= Center for Maritime Archaeology and Conservation =

Academic centre at Texas A&M University

The Center for Maritime Archaeology and Conservation (CMAC) was created in May 2005 by the regents of Texas A&M University.

CMAC supports the Nautical Archaeology Program (NAP) in the Department of Anthropology and strengthens the position of the NAP as the leading program in nautical and maritime archaeology. CMAC encompasses eight laboratories which foster interdisciplinary research, education, and outreach programs.

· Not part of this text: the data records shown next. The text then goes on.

PR #189, opened 2022-07-24
Add flags for theme check

amcaplan:

`theme-check` run via Node doesn't currently support params. We need to allow that.

1. Adds the relevant params, parses and passes through to the Ruby CLI.
2. Adds a `--path` param allowing you to specify where the command should be run. This was non-trivial as we were previously relying on the command's cwd to be in the same place as the Ruby CLI2 executable. We're now using `BUNDLE_GEMFILE` to tell bundler where it can find the Ruby dependencies, then running the command in a specified directory or defaulting to the current working directory.

Change 2 will be very big in improving our development workflow, as we can run `dev shopify theme check --path=/path/to/theme/project in development, or we can write feature tests depending on this behavior, as we've done for `app`.

### How to test your changes?

```sh
$ dev shopify theme init --path=/path/to/some/writable/directory --name=my-theme-for-testing
$ dev shopify theme check --path=/path/to/some/writable/directory/my-theme-for-testing
```

### DIFF
--- a/packages/cli-kit/src/node/ruby.ts
+++ b/packages/cli-kit/src/node/ruby.ts
@@ -29,11 +29,12 @@ export async function execCLI2(args: string[], adminSession?: AdminSession) {
     ...process.env,
     SHOPIFY_CLI_ADMIN_AUTH_TOKEN: adminSession?.token,
     SHOPIFY_CLI_STORE: adminSession?.storeFqdn,
+    BUNDLE_GEMFILE: join(shopifyCLIDirectory(), 'Gemfile'),
   }
 
   await system.exec('bundle', ['exec', 'shopify'].concat(args), {
     stdio: 'inherit',
-    cwd: shopifyCLIDirectory(),
+    cwd: process.cwd(),
     env,
   })
 }
--- a/packages/cli-kit/src/node/ruby.ts
+++ b/packages/cli-kit/src/node/ruby.ts
@@ -15,15 +15,21 @@ const MinBundlerVersion = '2.3.8'
 const MinRubyVersion = '2.3.0'
 const MinRubyGemVersion = '2.5.0'
 
+interface ExecCLI2Options {
+  // Contains token and store to pass to CLI 2.0, which will be set as environment variables
+  adminSession?: AdminSession
+  // Directory in which to execute the command. Otherwise the current directory will be used.
+  directory?: string
+}
 /**
  * Execute CLI 2.0 commands.
  * Installs a version of RubyCLI as a vendor dependency in a hidden folder in the system.
  * User must have a valid ruby+bundler environment to run any command.
  *
  * @param args {string[]} List of argumets to execute. (ex: ['theme', 'pull'])
- * @param adminSession {AdminSession} Contains token and store to pass to CLI 2.0, which will be set as environment variables
+ * @param options {ExecCLI2Options}
  */
-export async function execCLI2(args: string[], adminSession?: AdminSession) {
+export async function execCLI2(args: string[], {adminSession, directory}: ExecCLI2Options = {}) {
   await installCLIDependencies()
   const env = {
     ...process.env,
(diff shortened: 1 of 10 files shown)


packages/cli-kit/src/node/ruby.ts
```diff
@@ -15,25 +15,32 @@ const MinBundlerVersion = '2.3.8'
...
  * Execute CLI 2.0 commands.
  * Installs a version of RubyCLI as a vendor dependency in a hidden folder in the system.
  * User must have a valid ruby+bundler environment to run any command.
  *
  * @param args {string[]} List of argumets to execute. (ex: ['theme', 'pull'])
- * @param adminSession {AdminSession} Contains token and store to pass to CLI 2.0, which will be set as environment variables
+ * @param options {ExecCLI2Options}
  */
-export async function execCLI2(args: string[], adminSession?: AdminSession) {
+export async function execCLI2(args: string[], {adminSession, directory}: ExecCLI2Options = {}) {
```
amcaplan, line 32: Note that we're going from a positional argument to keyword arguments. Thankfully TS has our back here! All the changes should be present below.

packages/cli-kit/src/node/ruby.ts
```diff
@@ -15,25 +15,32 @@ const MinBundlerVersion = '2.3.8'
...
   await installCLIDependencies()
   const env = {
     ...process.env,
     SHOPIFY_CLI_ADMIN_AUTH_TOKEN: adminSession?.token,
     SHOPIFY_CLI_STORE: adminSession?.storeFqdn,
+    BUNDLE_GEMFILE: join(shopifyCLIDirectory(), 'Gemfile'),
```
amcaplan, line 38: `BUNDLE_GEMFILE` is [documented here](https://bundler.io/v1.15/bundle_config.html#LIST-OF-AVAILABLE-KEYS)

packages/theme/src/cli/commands/theme/check.ts
```diff
@@ -1,15 +1,94 @@
...
-import {cli} from '@shopify/cli-kit'
+import {cli, path} from '@shopify/cli-kit'
+import {Flags} from '@oclif/core'
 
 export default class Check extends Command {
   static description = 'Validate the theme'
 
   static flags = {
     ...cli.globalFlags,
+    ...themeFlags,
```
amcaplan, line 12: The above 2 lines add `--path` and `--verbose` flags.

packages/theme/src/cli/commands/theme/check.ts
```diff
@@ -1,15 +1,94 @@
...
+    // eslint-disable-next-line @typescript-eslint/naming-convention
+    'auto-correct': Flags.boolean({
```
amcaplan, line 14: This list was taken from the help of CLI 2.0.

packages/theme/src/cli/commands/theme/check.ts
```diff
@@ -1,15 +1,94 @@
...
+      description: 'Print Theme Check version',
+      env: 'SHOPIFY_FLAG_VERSION',
+    }),
   }
 
   async run(): Promise<void> {
-    await execCLI2(['theme', 'check'])
+    const {flags} = await this.parse(Check)
+    const passThroughFlags: string[] = []
+    for (const [label, value] of Object.entries(flags)) {
```
amcaplan, line 83: Given the long list of flags, I elected to try a new pattern here. Rather than explicitly declaring each flag (as we do [here](https://github.com/Shopify/cli/blob/main/packages/theme/src/cli/commands/theme/open.ts#L39-L49) and could break each time we add a new flag), I created a generalizable system of choosing which flags to pass through and how. What do we think?

isaacroldan: I like it, as long as the flags have the same name this is a cool generic way of doing it.
Does this work if the user uses chars instead of the full flag? or at this point we always receive the full flag?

CMAC provides direction and coordination to scholars worldwide in projects related to nautical archaeology, maritime archaeology, underwater archaeology, or conservation of material recovered from marine or other aqueous environments. CMAC plays a leading role in disseminating the results of nautical archaeology research to both scientists and the general public through the Studies in Nautical Archaeology Series published by Texas A&M University Press, as well as through journal publications and internet presence.

==Projects==
La Belle was one of Robert de La Salle's four ships when he explored the Gulf of Mexico with the ill-fated mission of starting a French colony at the mouth of the Mississippi River in 1685. La Belle was wrecked in present-day Matagorda Bay the following year, dooming La Salle's Texas colony to failure. For over three centuries the wreckage of La Belle lay forgotten until it was discovered by a team of state archaeologists in 1995. The discovery of La Salle's flagship in July 1995 was regarded as one of the most important archaeological finds of the century, and a major excavation was launched by the state of Texas that, over a period of about a year, recovered the entire shipwreck and over a million artifacts. All of the artifacts were removed from the hull by the start of March 1997. From that point on, the archaeologists concentrated on the remains of the ship itself. The entire ship was disassembled, each timber being carefully recorded before and after its removal from the hull remains. Fieldwork was completed by May 1997. The recovered timbers were eventually reassembled in a special cradle and vat designed at Texas A&M University's Nautical Archaeology Program, the institution in charge of the conservation of all the artifacts recovered from the shipwreck site after 1995. The hull of the ship and many of the recovered artifacts, including a cannon, are now on display at the Bob Bullock Texas State History Museum in the state capital of Austin.

The "Mardi Gras Shipwreck" sank some 200 years ago about 35 miles off the coast of Louisiana in the Gulf of Mexico in 4,000 ft of water. The shipwreck, whose real identity remains a mystery, lay forgotten at the bottom of the sea until it was discovered in 2002 by an oilfield inspection crew working for the Okeanos Gas Gathering Company (OGGC). In May 2007, an expedition, led by Texas A&M University and funded by OGGC under an agreement with the Minerals Management Service (now BOEM), was launched to undertake the deepest scientific archaeological excavation ever attempted at that time to study the site on the seafloor and recover artifacts for eventual public display in the Louisiana State Museum. As part of the educational outreach Nautilus Productions in partnership with BOEM, Texas A&M University, the Florida Public Archaeology Network and Veolia Environmental produced a one-hour HD documentary about the project, short videos for public viewing and provided video updates during the expedition. CMAC was tasked with the conservation and analysis of the material recovered from the wreck site.